Derec
Ariel estaba inmersa de nuevo en uno de sus fríos silencios. Derec había intentado iniciar una conversación con ella durante el desayuno, pero todo lo que había conseguido era irritarla más todavía.
—Mira Ari —le había dicho—, sé como te sientes por la pérdida del bebé. Hace poco yo perdí mi vida entera. Cuando desperté en la cápsula de supervivencia sobre la superficie de aquel asteroide helado…
Una mirada de furia llameó en los ojos de Ariel que arrojó el bollo de mantequilla que estaba comiendo directo a la cara de Derec.
—¡Por qué no te callas y dejas de mencionar ese estúpido asteroide de una vez!
Derec esquivó el bollo y lo intentó de nuevo con un tono de voz más dulce:
—Pero cariño, mi amnesia es…
—¡Últimas noticias! Has estado hablándome sobre tu maldita amnesia y sobre ese insignificante asteroide durante tres años. ¿Es que no puedes hablar de otra cosa?
—Bueno, no, cariño. La amnesia…
—¡Arrggg! —Ariel arrojó otro bollo que esta vez alcanzó a Derec justo entre los ojos.
Mientras Derec terminaba de limpiarse la mantequilla de la cara, Ariel se había encerrado con llave en el dormitorio. Consideró fugazmente la posibilidad de intentar razonar con ella a través de la puerta cerrada, pero luego pensó que la discreción era la mejor virtud de los valientes. Dejando a Ariel enfurruñada en la habitación, decidió darse una vuelta por la cubierta superior de la nave en la que viajaban, que se llamaba La caza del ganso salvaje.
El paseo fue casi tan desastroso como el desayuno. En pocos minutos, Derec se encontró completamente perdido. Mientras caminaba a ciegas a través de unos grandes salones y pasillos, los cuales simplemente no estaban allí la noche anterior, la tentación de utilizar su transmisor interno para pedir ayuda se hacía cada vez más fuerte.
Derec resistió. «Demonios», pensó enfadado, «por una vez voy a resolver este embrollo por mí mismo». Se paró para visualizar el plano de la cubierta del último piso y pensó una vez más en lo extraordinaria e inquietante que era aquella nave.

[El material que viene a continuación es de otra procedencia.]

PR #290, opened 2025-09-26
Resolved #288 by fixing maxOccurs from 1 to unbounded

### LINKED ISSUE #288: Fix OVAL IOS XE section state to update config_line MaxOccurs from 1 to unbounded
The IOS XE section test has a bug, as documentation states that the config_line should be 'one config line of the section at a time' but then limits it to one, which is contradictory.

vanderpol:
Fixing issue with the state, see related issue #288

### DIFF
--- a/oval-schemas/iosxe-definitions-schema.xsd
+++ b/oval-schemas/iosxe-definitions-schema.xsd
@@ -679,7 +679,7 @@
                                 <xsd:documentation>The value returned with all config lines of the section.</xsd:documentation>
                             </xsd:annotation>
                         </xsd:element>
-                        <xsd:element name="config_line" type="oval-def:EntityStateStringType" minOccurs="0" maxOccurs="1">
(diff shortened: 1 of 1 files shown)


solind (commented):
Oh wait!  I should not have approved this.  A state actually should only specify a single `config_line` entity!

vanderpol:
Good catch, I think we made the same mistake on the shell command state.  This update should.habw been applied to the section item, as the config line should allow for 0-N lines 

Should I fix the shell command state as well?

solind:
Yeah, absolutely, if there's the same issue.  The state can have unbounded items, but the state never can, because there's then no sensible way to compare the state to an item. (Of course, you can have multiple states in a test, which is how you're supposed to handle that scenario).

vanderpol:
@solind  Closing issue, without merging any changes, and deleting branch, as no change is required.  See #292 for related fix to shellcommand state.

Mientras intentaba encontrar el camino, Derec no podía dejar de pensar que en vez de en una nave, se encontraba a bordo de un inmenso robot. Para empeorar aún más las cosas, La caza del ganso salvaje no era un robot ordinario, sino uno de los extraordinarios robots celulares de su padre, construido a base de células robóticas igual que Robot City. De vuelta en Robot City, Derec había comenzado a aceptar poco a poco que la ciudad cambiaba su arquitectura de manera constante para adaptarse a las necesidades de los habitantes humanos. Pero fuera de la ciudad, lejos, en el espacio, la idea de que no había nada entre ellos y el vacío excepto una nave que cambiaba de forma igual que un flan de gelatina de frutas en un día caluroso era tremendamente desconcertante.
Por ejemplo, tres días antes, cuando abandonaron el planeta de los ceremiones, La caza del ganso salvaje tenía la forma que se cabía esperar de una nave espacial: alargada, estrecha y lineal, con la cabina de control en el morro y los impulsores planetarios en la popa. Tan pronto habían alcanzado la atmósfera, la nave había decidido acortar la distancia entre el puente de mandos y la sala de máquinas, reconfigurando su forma y convirtiéndose en un delgado y plano disco que no parecía sino un enorme pastel volador de tres pisos. Derec quedó encerrado en un personal durante la primera transformación y fue una horrible experiencia. «Por supuesto», pensó Derec, «fue por mi propio bien ya que, probablemente, era la puerta del personal lo único que me separaba del espacio exterior».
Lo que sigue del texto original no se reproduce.